# Quick Commercial /Photoshop Question



## Shaspa (Apr 9, 2012)

I was hired to do my first publication shoot and the publication wants a .psd file 60-75 mb. When I merge the layers, it is only 27mb. If I leave all the layers (which I don't want to do), it is 127mb. I'm still a photoshop novice - what can i do to get it in the mb range they need?

Thanks!
Shannon


----------



## KenC (Apr 9, 2012)

That's an extremely narrow range which doesn't appear to make sense.  I would ask again - perhaps you misinterpreted and someone said something a little indefinite, like "no more than about 60-75 mb" in which case the flattened file should be fine.


----------



## The_Traveler (Apr 9, 2012)

What they said is, unfortunately, not an atypical statement from someone who doesn't really know anything but only is funneling misunderstood data from an art department.
Are they planning on editing the file and thus want the psd?
Ask them what dimensions in pixels they want and what color profile.
Sometimes that question will fluster them enough to get forwarded to the art department and you'll get a sensible answer.
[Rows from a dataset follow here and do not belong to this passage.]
PR #2077, opened 2024-05-31
Added popovers to `DatePicker` stories.

Ben-Pusey-Bentley:
## Changes

Added popovers to all the `DatePicker` react stories to bring them inline with our recommendations on how to use the `DatePicker` [docs](https://itwinui.bentley.com/docs/datepicker#usage). This change also insures that any changes to `Popover` styles are reflected in all `DatePicker` stories, and not just the basic story. Noticed in this [comment](https://github.com/iTwin/iTwinUI/pull/2076#discussion_r1622360770).

## Testing

Made sure that react-workshop tests continue to pass. Updated the image for the range example, since the `Popover` element is positioned based on the button, and not the text, causing the image to change.

## Docs

N/A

If they are still unhelpful and just reiterate '60-70' just selectively merge layers until you get close to their target.


----------



## KmH (Apr 9, 2012)

The_Traveler said:


> What they said is, unfortunately, not an atypical statement from someone who doesn't really know anything but only is funneling misunderstood data from an art department.


+1.

It can be a mistake to assume the people at the publication understand what they are saying, and I agree with KenC that because of your inexperience it's also quite possible you may have misunderstood what they said.

So the key is - ask them for clarification.


----------



## minooo (Apr 9, 2012)

that's for sure, you missed something.
ask again


----------



## photospherix (Apr 12, 2012)

I do not know how many times I have been told that the client wants a 300 dpi image, I then reply "what size of image", and they then reply back *"300dpi, I just told you that!". *I then say ok


----------



## fotoforay (Apr 13, 2012)

Just flatten the image for them and tell them to stop complaining


----------



## KmH (Apr 13, 2012)

Did you know? -  You can fire clients!


----------



## Xyloz (Apr 20, 2012)

Publication wants a .PSD, aka a free tutorial on how you edit


----------